Regardless of what we think RL is thinking
"Pose to pose" possibility is, at least, being considered
at best, "Assigned and WIP"
which incidently - if the face bones are incorporated as detailed in that request
will take care of most face expression adjustment issues mentioned in this thread.

So it's not if RL will improve iClone for character animators
They will
It is, when?
Yesterday, I hope ;)

By Bellatrix - 9 Years Ago
@Swoop
I'm pragmatic, only seeking the most efficient path to a visualized end
I learn CG organically, acquire tool/ knowledge as the need arises
I use whatever the tool designer come out with, experiment, push limits...
So am not set on whether progressive or dynamic vertex morph is The Way
or "straight" keying is a "better" fix than "graph/curve keying" to viseme matching issue...
Getting the job done with fewest click as and when the creative vision arises, is the thing I aim for

Anywayz...
hopefully still staying close to the topic: lip sync (and related face expression puppeteering):P
Those interested in wrinkle-morph...or ERC...
Or the "snappy" face rig in Virtual Media's recent post...
or realtime keying for character, face part or body parts...
Another path:
a "beefed up" Avatar Toolkit could well be a potential "global solution" to many iCloner animation headaches...

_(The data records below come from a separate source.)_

PR #3288, opened 2024-04-24
[config]Improve config save cli to save to one file for multiasic

wen587:
HLD design : https://github.com/sonic-net/SONiC/pull/1684
ADO: 27595294
#### What I did
Add support for config save to one file for multi-aisc.
#### How I did it
Extend support for one file save for multiasic using the below format:
```
{
  "localhost": {/*host config*/},
  "asic0": {/*asic0 config*/},
  ...
  "asicN": {/*asicN config*/}
}
```
#### How to verify it
Unit test and manual test on multiasic platform.
Example running multi:
```
admin@str2-8800-sup-2:~$ sudo config save -y tmp.json
Integrate each ASIC's config into a single JSON file tmp.json.
admin@str2-8800-sup-2:~$ cat tmp.json |more
{
    "localhost": {
        "ACL_TABLE": {
            "NTP_ACL": {
                "policy_desc": "NTP_ACL",
                "services": [
                    "NTP"
...
    "asic0": {
        "AUTO_TECHSUPPORT": {
            "GLOBAL": {
                "available_mem_threshold": "10.0",
```


qiluo-msft:
Do you have a HLD PR to link? Since this is a new feature, people need to read HLD to understand your big picture and goals in each code PR.

config/main.py
```diff
@@ -1237,18 +1237,29 @@ def save(filename):
     if filename is not None:
         cfg_files = filename.split(',')
 
-        if len(cfg_files) != num_cfg_file:
+        # If only one filename is provided in multi-ASIC mode,
+        # save all ASIC configurations to that single file.
+        if len(cfg_files) == 1 and multi_asic.is_multi_asic():
+            single_file_mode = True
+            filename = cfg_files[0]
+            cfg_files = [filename] * num_cfg_file
```
xincunli-sonic, line 1245: > * num_cfg_file [](http://example.com/codeflow?start=34&length=15)

No need this one

config/main.py
```diff
@@ -1271,6 +1282,16 @@ def save(filename):
         with open(file, 'w') as config_db_file:
```
qiluo-msft, line 1282: >config_db_file [](http://example.com/codeflow?start=32&length=14)

If user want to save to one file by providing expected command line argument, we should not save individual files for each asic? That is one of the reason that audience want to review HLD.

xincunli-sonic:
>                 file = "/etc/sonic/config_db{}.json".format(inst)

How about save all configurations to /etc/sonic too? Also, could we change reload from a single file in same PR which has consistent logic for save and reload?

---
Refers to: config/main.py:1271 in a30ce28. [](commit_id = a30ce28109825e9e3cdb35d422dd74006543154c, deletion_comment = False)

wen587:
> Do you have a HLD PR to link? Since this is a new feature, people need to read HLD to understand your big picture and goals in each code PR.

Will submit a HLD PR for this.

config/main.py
wen587: We don't save individual files for each asic. For multi-asic, it just save to one file finally.

config/main.py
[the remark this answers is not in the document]
wen587: The duplicate is to make code resuable for multiasic.

wen587:
> > ```
> >             file = "/etc/sonic/config_db{}.json".format(inst)
> > ```
> 
> How about save all configurations to /etc/sonic too? Also, could we change reload from a single file in same PR which has consistent logic for save and reload?
> 
> Refers to: config/main.py:1271 in [a30ce28](https://github.com/sonic-net/sonic-utilities/commit/a30ce28109825e9e3cdb35d422dd74006543154c). [](commit_id = [a30ce28](https://github.com/sonic-net/sonic-utilities/commit/a30ce28109825e9e3cdb35d422dd74006543154c), deletion_comment = False)

Hi @xincunli-sonic , what do you mean save all configuration to /etc/sonic. If we didn't specify the path, it will save default config_db.json, config_db0.json... to /etc/sonic.

config reload in single file is much more complex than config save. I prefer to split PR for this.

xincunli-sonic (approved):
LGTM

config/main.py
qiluo-msft: Then why it is in a for-loop?

config/main.py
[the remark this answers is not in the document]
qiluo-msft: but we should not waste CPU time to loop through the list.

config/main.py
```diff
@@ -1237,18 +1237,29 @@ def save(filename):
     if filename is not None:
         cfg_files = filename.split(',')
 
-        if len(cfg_files) != num_cfg_file:
+        # If only one filename is provided in multi-ASIC mode,
+        # save all ASIC configurations to that single file.
+        if len(cfg_files) == 1 and multi_asic.is_multi_asic():
```
wenyiz2021, line 1242: in this case for multi-asic, when single file name is provided to do `config save`, we are saving to 1 single file:
1. in this single file, do we have duplicate content from both host and asics?
2. what is the consequences of overwriting all config in one file? should we prevent this behavior

wenyiz2021 (changes requested):
in this case for multi-asic, when single file name is provided to do config save, we are saving to 1 single file:

in this single file, do we have duplicate content from both host and asics?
what is the consequences of overwriting all config in one file? should we prevent this behavior

config/main.py
wen587: 1. We do have duplicate content. Just like we have duplicate content in current `config_db.json,config_db0.json,config_dbN.json`.
2. This is by design. NDM golden config for multi-asic will be single file also. Please check the HLD design doc.https://github.com/sonic-net/SONiC/pull/1684

wenyiz2021: I see.
how do we interpret back the single file, into config dbs?

wen587: I will create another PR to extend `config reload` CLI to interpret it.

wenyiz2021: sounds good. please paste the other PR once ready. thanks!

wenyiz2021 (dismissed):

config/main.py
```diff
@@ -1237,7 +1254,13 @@ def save(filename):
...
+            filename = cfg_files[0]
+            save_to_single_file_multi(db, filename)
```
qiluo-msft, line 1261: >save_to_single_file_multi [](http://example.com/codeflow?start=12&length=25)

save_to_single_file_multi -> multi_asic_save_config

qiluo-msft (commented):
LGMT with minor comment on function name

xincunli-sonic (approved):

config/main.py
```diff
@@ -1155,6 +1155,22 @@ def validate_gre_type(ctx, _, value):
...
+    """
+    all_files_config = {}
+    cfgdb_clients = db.cfgdb_clients
+
+    for ns, config_db in cfgdb_clients.items():
+        current_config = config_db.get_config()
+        sonic_cfggen.FormatConverter.to_serialized(current_config)
+        asic_name = "localhost" if ns == DEFAULT_NAMESPACE else ns
+        all_files_config[asic_name] = sort_dict(current_config)
+    click.echo("Integrate each ASIC's config into a single JSON file {}.".format(filename))
```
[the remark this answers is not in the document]
wen587: Hi @judyjoseph , It is instructional message. 
It will not cause any sonic-mgmt test failure, because we didn't allow multiasic to save to single file without this PR implementation.
It is an extention for config save usage when multiasic and specify one file to save all asic config.

xincunli-sonic (approved):
LGTM

wenyiz2021 (approved):

judyjoseph (approved):
LGTM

So I just put in a suggestion (don't expect anyone to vote just me opining suggesting)
some of it is relevant to this discussion..cut and paste first paragraph
------
Avatar Toolkit 2.5/3.0 - a True Avatar Controller for ALL iClone iAvatars
Avatar Toolkit has superior puppeteering features to legacy iClone Puppet tools

-Ability to set key and reset key where the action is (under-sold)
-Ability to dynamically snap/ flex morph in REAL-TIME (under-exploited by RL)
-Ability to control multiple joints at the same time (under-integrated)
-Ability to link MATERIALS (so under-sold that wrinkle/HD morph seekers haven't noticed this AT potential)


-----
Back to main discussion...

I'm optimistic, that's why I continue to make Feedback Tracker suggestion
even if I get 0 vote, I know RL is listening...
(Face) Pose to (Face) Pose options existed in iClone5
All they need to do is to reinstate it back in Face Key for all iAvatars
And then add Face key layers, not hard at all; body part keys existed already....just an extension...

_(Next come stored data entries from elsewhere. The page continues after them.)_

PR #3295, opened 2024-04-28
[Graceful Reboot] Check the watchdog supporting capability before arm it in the reboot scripts

keboliu:
#### What I did
In the current implementation, the reboot script will arm the watchdog with 180s timeout periods, not all the platforms can support a such long watchdog timeout period. 

For example, Nvidia "x86_64-mlnx_msn2100-r0" and "x86_64-mlnx_msn2010-r0" platforms can only support 32s timeout periods.  When use "watchdogutil" to arm WD on them with 180s periods, the WD timeout will only be set to the max value of 32s.  Within these timeout periods, the platforms even can not finish shutdown, so each time during the reboot WD will always kick in and interrupt the graceful shutdown. it will also cause a confusing reboot cause(triggered by the watchdog). On this kind of platform, watchdog should not be armed to avoid issues.

#### How I did it

Add a list of platforms that do not support long watchdog timeout periods (180s), for these platforms the reboot command will skip the arm watchdog step.

#### How to verify it

perform reboot on all the platforms, watchdog can be armed or skipped accordingly after performing the reboot command.

### DIFF
--- a/scripts/reboot
+++ b/scripts/reboot
@@ -11,6 +11,8 @@ PLATFORM_UPDATE_REBOOT_CAUSE="platform_update_reboot_cause"
 REBOOT_CAUSE_FILE="/host/reboot-cause/reboot-cause.txt"
 PLATFORM_REBOOT_PRE_CHECK="platform_reboot_pre_check"
 REBOOT_TIME=$(date)
+PLATFORMS_NOT_SUPPORT_180S_WD=("x86_64-mlnx_msn2100-r0" "x86_64-mlnx_msn2010-r0")
+IS_PLATFORM_SUPPORT_180S_WD=1
 
 # Reboot immediately if we run the kdump capture kernel
 VMCORE_FILE=/proc/vmcore
@@ -177,6 +179,19 @@ function check_conflict_boot_in_fw_update()
     fi
 }
 
+function is_platform_support_180s_wd()
+{
+    # Test whether the platform support 180s wathdog
+    for i in "${PLATFORMS_NOT_SUPPORT_180S_WD[@]}"
+    do
+        if [ "$i" == "${PLATFORM}" ] ; then
+            debug "Platform ${PLATFORM} doesn't support 180s watchdog"
+            IS_PLATFORM_SUPPORT_180S_WD=0
+            return
+        fi
+    done
+}
+
 function parse_options()
 {
     while getopts "h?v" opt; do
@@ -265,9 +280,13 @@ if [ -x ${DEVPATH}/${PLATFORM}/${PRE_REBOOT_HOOK} ]; then
     fi
 fi
 
-if [ -x ${WATCHDOG_UTIL} ]; then
+is_platform_support_180s_wd
+
+if [[ -x ${WATCHDOG_UTIL} && "${IS_PLATFORM_SUPPORT_180S_WD}" == 1 ]]; then
     debug "Enabling the Watchdog before reboot"
     ${WATCHDOG_UTIL} arm
+else
+    debug "Skip enabling the watchdog"
 fi
 
 if [ -x ${DEVPATH}/${PLATFORM}/${PLAT_REBOOT} ]; then


dprital:
@prgeor , Can you please review ?

dprital:
@vaibhavhd , Can you please review as well ?

scripts/reboot
```diff
@@ -11,6 +11,8 @@ PLATFORM_UPDATE_REBOOT_CAUSE="platform_update_reboot_cause"
 REBOOT_CAUSE_FILE="/host/reboot-cause/reboot-cause.txt"
 PLATFORM_REBOOT_PRE_CHECK="platform_reboot_pre_check"
 REBOOT_TIME=$(date)
+PLATFORMS_NOT_SUPPORT_180S_WD=("x86_64-mlnx_msn2100-r0" "x86_64-mlnx_msn2010-r0")
```
vaibhavhd, line 14: This deny-list approach is reactive, and not proactive. Is there a way the support can be detected automatically? If you can add such a support for MLNX only platforms then is that still better that this?

scripts/reboot
```diff
@@ -11,6 +11,8 @@ PLATFORM_UPDATE_REBOOT_CAUSE="platform_update_reboot_cause"
 REBOOT_CAUSE_FILE="/host/reboot-cause/reboot-cause.txt"
```
vaibhavhd, line 11: Do you not plan to handle other kind of reboots which also arm the system with watchdog? Eg., warm-reboot?

scripts/reboot
```diff
@@ -265,9 +280,13 @@ if [ -x ${DEVPATH}/${PLATFORM}/${PRE_REBOOT_HOOK} ]; then
...
 fi
 
-if [ -x ${WATCHDOG_UTIL} ]; then
+is_platform_support_180s_wd
+
+if [[ -x ${WATCHDOG_UTIL} && "${IS_PLATFORM_SUPPORT_180S_WD}" == 1 ]]; then
     debug "Enabling the Watchdog before reboot"
     ${WATCHDOG_UTIL} arm
+else
+    debug "Skip enabling the watchdog"
```
vaibhavhd, line 289: There are downsides to blanket disable watchdog. Especially in the case of warm-reboot and such time sensitive reboots.

scripts/reboot
```diff
@@ -177,6 +179,19 @@ function check_conflict_boot_in_fw_update()
     fi
 }
 
+function is_platform_support_180s_wd()
+{
```
vaibhavhd, line 183: I think this logic is better suited to be placed in WATCHDOG_UTIL

vaibhavhd:
Is it ideal for a platform to take more than 32s to come up after last exit point (when the watchdog is armed). Isn't that a problem on its own and should be caught by watchdog as it happens today. If not, what's the reason for such long delays in these platforms.

keboliu:
> Is it ideal for a platform to take more than 32s to come up after last exit point (when the watchdog is armed). Isn't that a problem on its own and should be caught by watchdog as it happens today. If not, what's the reason for such long delays in these platforms.

Hi @vaibhavhd thanks for reviewing my PR.

Since in the code, the watchdog period is set to 180s, I suppose the hard limit of the shutdown time should be 180s (considering lots of stuff like FW upgrading could need to be done, I think this is reasonable), so the shutdown time on these systems longer than 32s shouldn't be a problem.  
This issue is caused by the hardware limitation(watchdog period limitation) of the systems. So if you think this issue shall be fixed from the platform side, I can do it inside our platform  API, to deny the 180s watchdog setting on these platforms since the setting is beyond its capability. The reboot behavior will be the same as in this PR(which means the watchdog shouldn't kick in on these platforms), but the change will be platform-specific, Does this sound good to you?

keboliu:
> > Is it ideal for a platform to take more than 32s to come up after last exit point (when the watchdog is armed). Isn't that a problem on its own and should be caught by watchdog as it happens today. If not, what's the reason for such long delays in these platforms.
> 
> Hi @vaibhavhd thanks for reviewing my PR.
> 
> Since in the code, the watchdog period is set to 180s, I suppose the hard limit of the shutdown time should be 180s (considering lots of stuff like FW upgrading could need to be done, I think this is reasonable), so the shutdown time on these systems longer than 32s shouldn't be a problem. This issue is caused by the hardware limitation(watchdog period limitation) of the systems. So if you think this issue shall be fixed from the platform side, I can do it inside our platform API, to deny the 180s watchdog setting on these platforms since the setting is beyond its capability. The reboot behavior will be the same as in this PR(which means the watchdog shouldn't kick in on these platforms), but the change will be platform-specific, Does this sound good to you?

@vaibhavhd  would you please share your thoughts?

PR #3296, opened 2024-04-29
Migrate AAA table per-command authorization in db_migrator

liuh-80:
Migrate AAA table per-command authorization in db_migrator

#### Why I did it
    per-command AAA need enable in warm-upgrade case

#### How I did it
    Add code to migrate per-command aunthorization

#### How to verify it
    Pass all test case.
    Add new test case.

    N/A

    Migrate AAA table per-command authorization in db_migrator


liuh-80:
This PR is based on per-command accounting migrate PR: https://github.com/sonic-net/sonic-utilities/pull/3284

scripts/db_migrator.py
```diff
@@ -840,6 +840,18 @@ def migrate_aaa(self):
             self.configDB.set_entry("AAA", "accounting", accounting_new)
             log.log_info('Migrate AAA accounting: {}'.format(accounting_new))
 
+        # setup per-command authorization
+        tacplus_config = self.configDB.get_entry('TACPLUS', 'global')
+        if 'passkey' in tacplus_config and '' != tacplus_config.get('passkey'):
+            authorization = self.configDB.get_entry('AAA', 'authorization')
+            if not authorization:
```
qiluo-msft, line 847: >authorization [](http://example.com/codeflow?start=19&length=13)

Could you provide a table to analyze the old_config, new_config, actions for all the situations?

I am trying to read: if old_config has empty /AAA/authorization, you will migrate. Otherwise, noop.

liuh-80: According to your comments in https://github.com/sonic-net/sonic-utilities/pull/3284:

[qiluo-msft](https://github.com/qiluo-msft) [2 weeks ago](https://github.com/sonic-net/sonic-utilities/pull/3284#discussion_r1581653675)
The old image's enablement does not matter. As long as the required passkey is there, and intention is to enable, then we should enable.


So, we only check the new config:


<html xmlns:o="urn:schemas-microsoft-com:office:office"
xmlns:dt="uuid:C2F41010-65B3-11d1-A29F-00AA00C14882"
xmlns="http://www.w3.org/TR/REC-html40">

<head>

<meta name=ProgId content=OneNote.File>
<meta name=Generator content="Microsoft OneNote 15">
</head>

<body lang=en-US style='font-family:Calibri;font-size:11.0pt'>


<div style='direction:ltr'>


New_config | Action
-- | --
Passkey does not   exist | Not enable
Passkey exist   Authorization   enable | Enable
Passkey exist   Authorization not   enable | Not enable



</div>


</body>

</html>

scripts/db_migrator.py
```diff
@@ -840,6 +840,18 @@ def migrate_aaa(self):
...
+                authorization_new = aaa_new.get("authorization")
+                self.configDB.set_entry("AAA", "authorization", authorization_new)
+                log.log_info('Migrate AAA authorization: {}'.format(authorization_new))
+        else:
+            # If no passkey, setup per-command authorization will block remote user command
```
qiluo-msft, line 852: >If no passkey [](http://example.com/codeflow?start=14&length=13)

As the designed in your table, you should disable Authorization. However, the current implement is just log and skip.

liuh-80: Fixed, disable authorization by delete entry.

qiluo-msft (approved):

Yes scripting will solve most of the minor issues...
Curve/ Graph editor has been Assigned too, so there's hope...

RL doesn't need to be a charity, just need to stay relevant and beefy enough
Like I said, even if iClone gets to Daz Studio/ Animate2/ Poser Pro level functionality...
people will STILL buy presets, iTalk iEmotion iWalk iFly iTourette...
iClone just needs to add a few more functionalities to keep itself on par with mocap peers
Mixamo has cheapen canned animation clips, dedicated mocap tools own timeline/sequencer are getting beefier
Export-friendly CC still need to be animated in iClone, canned/mocap/DIY clips or not
RL should know iClone needs basic CLEAN UP and EDIT preset/captured clip functions
starting with the most conspicuous missing Timeline feature
Multiple MOTION CLIP layers per character....NLA 101
I'ts a matter of design and vision...
Hitfilm Vegas Unreal Daz Poser had clip layers, lo-fi animators will look for that!
Nothing to stop iClone getting a new updated motion clip with built-in curve per clip!
Visemes can then be baked (by script or update) into another morph motion clip, sans audio...
another iClone-speicifc Timeline headache solved...
one tiny step at a time...:)


By planetstardragon - 9 Years Ago
"I'm pragmatic, only seeking the most efficient path to a visualized end"

you said that just to make me smile,  didn't you ?!  admit it!!